Não adianta distribuir preservativos a moradores de favelas, pois a molecada vai brincar de bexiga, disse Bolsonaro

Quando era vereador no Rio, ele disse também que a contenção da explosão demográfica deve ocorrer "em cima da classe mais humilde"

(Foto: Wilson Dias/Agência Brasil)

Quando era vereador no Rio, ele disse também que a contenção da explosão demográfica deve ocorrer “em cima da classe mais humilde”O candidato à presidência Jair Bolsonaro disse, quando era vereador no Rio, nos anos 1990, que o pobre “não sabe fazer nada”. Entre outras posições defendidas na tribuna da Câmara Municipal do Rio de Janeiro, disse também que a contenção da explosão demográfica deve ocorrer “em cima da classe mais humilde”.

Como se não bastasse, Bolsonaro advertiu que não adianta distribuir preservativos a moradores de favelas, pois “a molecada vai brincar de bexiga”. Sobre mulheres, “tem muito pouco a falar”, a não ser que nasceu de uma.
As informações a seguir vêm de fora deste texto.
PR #2203, opened 2026-09-18
perf(multi-stark)!: run the binary zerocheck's first rounds sixty-four rows at a time

Nashtare:
On a binary trace, the multi-STARK zerocheck costs about six times the prime field's whole constraint stage. At Keccak `-l 14` on an M4 it takes about 112 ms, against 18 ms for KoalaBear's `quotient_values`. Most of that is not field arithmetic:

- Every bit is a 16-byte `BinaryField128` cell.
- `Table` stores each column contiguously, so columns sit exactly 256 KiB apart.
- Round 0 evaluates the AIR one row at a time. Each row gathers about 6,450 cells from as many pages, so the round streams about 850 MB for 3.3 MB of bits.
- The `Ghash128` rounds after it then evaluate the AIR row by row over roughly as many rows again.

This PR runs the first zerocheck rounds of a binary stage on bit planes, sixty-four rows at a time. Every round polynomial and opening is the one `GenericBackend` computes, so proofs are byte-identical.

## Round 0 on bit planes

When a stage fits `GF(4)`, it is repacked once into two coordinate planes per 64 rows (`multi-stark/src/rounds/sliced.rs`). "Fits" means the existing subfield conditions hold, and each half of the stage holds at least 64 rows. The planes cover:

- the cells;
- repeat-last successor planes for the declared next-row columns;
- first-row, last-row and transition selector planes.

The AIR then runs once per 64 rows through a new `SlicedFolder` on `SlicedGf4` values (`multi-stark/src/sliced.rs`):

```text
    lane i  =  (bit i of low) + (bit i of high) * g,      g^2 = g + 1
    a * b   =  three ANDs and four XORs, every lane at once
```

Each asserted constraint leaves the lanes through byte-indexed partial sums of the eq weights of the six lane variables (`LaneSums`: 16 lookups), then meets its alpha power. The word variables' eq weight is applied once per word. An AIR constant outside `GF(4)` poisons the value, as `SubfieldVar` already does, and the round falls back to the scalar subfield kernel, then to the generic one.

## Rounds 1 and 2 on the same planes

A degree-`d <= 3` round polynomial interpolates over `d + 1` nodes, and those nodes are `GF(4)`. So round `j` evaluates the AIR at points whose first `j` coordinates are nodes rather than the challenges already drawn, then interpolates:

```text
    q_j(t) = sum_x eq(x) * C(r_0, .., r_(j-1), t, x)
           = sum_v L_v(r_0, .., r_(j-1)) * sum_x eq(x) * C(v, t, x)        v in {nodes}^j
```

`C` has degree at most `d` in each variable, since every column, successor, periodic column and selector is multilinear. The interpolation is therefore exact.

A sliced stage no longer folds its columns after round 0. `ExtColumns::Sliced` keeps the planes and records each challenge. Once `SLICED_ROUNDS = 3` rounds are spent, `unslice` folds every column from the planes at all bound challenges at once, one byte-indexed subset sum of `eq(r, .)` per plane per row. It reads the repeat-last tails off the successor planes. This replaces round 0's fold of the whole trace into `Ghash128` (213 MB at Keccak `-l 14`) with one of an eighth of the rows.

`SubfieldBackend` accumulates in the challenge field and `ReprBackend` in its representation field. A stage that does not fit `GF(4)`, is too short, declares lookups, or has degree above 3 keeps today's kernels.

## Breaking change

`SubfieldBackend` and `ReprBackend` now also require `A: for<'a> Air<SlicedFolder<'a, F, S, R>>`. Any AIR written against `AirBuilder` meets it. Only code that restates the backend bounds changes, as `examples/src/binary.rs`'s `BinaryAir` does here. `SlicedFolder` implements the lookup builders as no-ops, like `MultilinearFolder`, because a stage declaring lookups never runs it.

## Measurements

The spans are `prove_with_lookup` (the whole zerocheck) and the example's prove time. These are medians of 4 to 7 interleaved runs against `main` (`e45e11ea1`), `--profile optimized`, `-C target-cpu=native`, `--features parallel`, `--security-bits 96`. Proof digests match `main` in every run.

AWS c8a.4xlarge (Zen 5, 16 vCPU):

| | zerocheck | prove |
| --- | ---: | ---: |
| Keccak `-l 14` | 124 → 43 ms (−65%) | 0.573 → 0.494 s (−13.8%) |
| Keccak `-l 16` | 418 → 135 ms (−68%) | 2.145 → 1.850 s (−13.8%) |
| BLAKE3 `-l 10` | 63 → 36 ms (−43%) | 0.303 → 0.275 s (−9.2%) |
| BLAKE3 `-l 12` | 170 → 64 ms (−62%) | 1.055 → 0.949 s (−10%) |

On an M4 Pro (shared, noisy), Keccak `-l 14` goes from 126–133 ms to about 50 ms.

What remains of the 43 ms at Keccak `-l 14` on the c8a:

- 6 ms packing the planes, bound by reading the 426 MB trace;
- about 10 ms for the sliced rounds 1–2;
- 1.5 ms for `unslice`;
- about 16 ms for the `Ghash128` rounds from round 3 on;
- about 6 ms of serial `get_air_profile`, a symbolic pass over the AIR redone on every proof. Caching it belongs in a separate PR.

Tried and not kept:

- Four sliced rounds: zerocheck 48–50 ms, against 41 ms with three.
- Folding the alpha products into `Ghash128::dot_product` batches: no measurable change on either machine.

## Tests

- `SlicedGf4` arithmetic is checked lane-wise against `BinaryField2` (proptest). The `LaneSums` sums, the coordinates, poison, and the ring constants are also checked.
- Both planes of every cell and successor are checked against the table, on random `GF(4)` cells.
- The sliced round 0 matches the generic kernel at 128 to 4096 rows, for gate, pair, gate+pair and periodic fixtures, in both accumulation fields.
- Every round polynomial and the openings match with 1, 2 and 3 sliced rounds.
- Transcript agreement across `GenericBackend`, `SubfieldBackend` and `ReprBackend` covers:
  - tall stages, including one that activates later;
  - grinding;
  - every misfit at 256 rows;
  - a degree-1 fixture whose constant first poisons round 1, the later-round fallback.
- In debug builds, a check that the caller's eq table factors into the word and lane weights built from `tau`.


multi-stark/src/sliced.rs
```diff
@@ -0,0 +1,714 @@
...
+        0
+    }
+
+    fn num_indexed_tables(&self) -> usize {
+        0
+    }
+}
+
+#[cfg(test)]
+mod tests;
```
tcoratger, line 714: Better to have this at the beginning of the file no?

tcoratger (approved):
Reviewed the sliced GF(4) arithmetic, first- and later-round interpolation, fallback paths, successor/tail handling, unslicing, transcript equivalence, and the new differential tests. I found no correctness, soundness, or performance issue requiring a change. I also ran the complete p3-multi-stark all-features test suite locally (276 unit tests plus integration/example suites passed).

Maus políticos vão desaparecer quando “se acabarem os pobres e os miseráveis”.

Bolsonaro tinha, na ocasião, 34 anos de idade e estava na reserva remunerada do Exército como capitão. Ele se elegera vereador em 1988 pelo conservador PDC (Partido Democrático Cristão), que depois se fundiria com o PDS de Paulo Maluf, ex-prefeito de São Paulo.
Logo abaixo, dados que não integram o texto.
PR #2039, opened 2026-09-05
perf(maybe-rayon): size parallel tasks from a cost model

tcoratger:
Replaces fixed element thresholds with a shared cost model for Rayon task sizing.

## Why

A threshold such as 4096 ignores element width and pool size. It represents 16 KiB for a 4-byte field, 256 KiB for a packed extension, and the same dispatch decision on 2 or 96 workers.

The new policy prices the bytes one item reads and writes:

```text
priced loop < platform gate * workers  -> keep the loop whole
otherwise                              -> permit bounded tasks
```

The per-worker gate is 0.625 us outside macOS, calibrated on Linux through 96 workers, and 2.5 us on macOS, calibrated on Apple silicon. A one-worker pool never splits, matching a build without the `parallel` feature.

## API

`p3-maybe-rayon` provides:

- a minimum task length for callers that construct chunks;
- a split predicate for algorithms whose two arms differ;
- iterator terminals that bypass Rayon when the policy keeps a loop whole;
- a process-wide budget override, with `Default` exposing the compiled-in settings.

As falas de Bolsonaro foram transcritas no DCM (Diário da Câmara Municipal) do Rio, pois na época ainda não havia canal de TV.

Alckmin

A candidatura de Geraldo Alckmin, depois de uma sucessão de resultados ruins em pesquisas eleitorais, começa a se viabilizar nos setores da centro-direita. O tucano acaba de receber o apoio do grupo político conhecido como “centrão” e começa a aparecer como a candidatura dos grandes meios de comunicação do país. É neste contexto, em meio à disputa por este campo político, que o jornal Folha de S.Paulo pesquisou as mais de 2.000 menções ao nome de Bolsonaro, entre os anos de 1989 a 1991.